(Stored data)
PR #15, opened 2022-01-31
Translate Reserve Fund contract in Java

nightowl121:
* Translate the existing reserve fund contract into Java
* Add new methods to disburse and claim the funds


dbrehmer (approved):
Looks good.

PR #45, opened 2022-02-09
Reserve fund unit tests

simusud:
added Reserve fund test and a dummy loans contract
small changes in Reserve Fund score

Exercise description:
Write out every entry exactly as given.

Answer to the problem:
PR #15, opened 2022-01-31
Translate Reserve Fund contract in Java

nightowl121:
* Translate the existing reserve fund contract into Java
* Add new methods to disburse and claim the funds


dbrehmer (approved):
Looks good.

PR #45, opened 2022-02-09
Reserve fund unit tests

simusud:
added Reserve fund test and a dummy loans contract
small changes in Reserve Fund score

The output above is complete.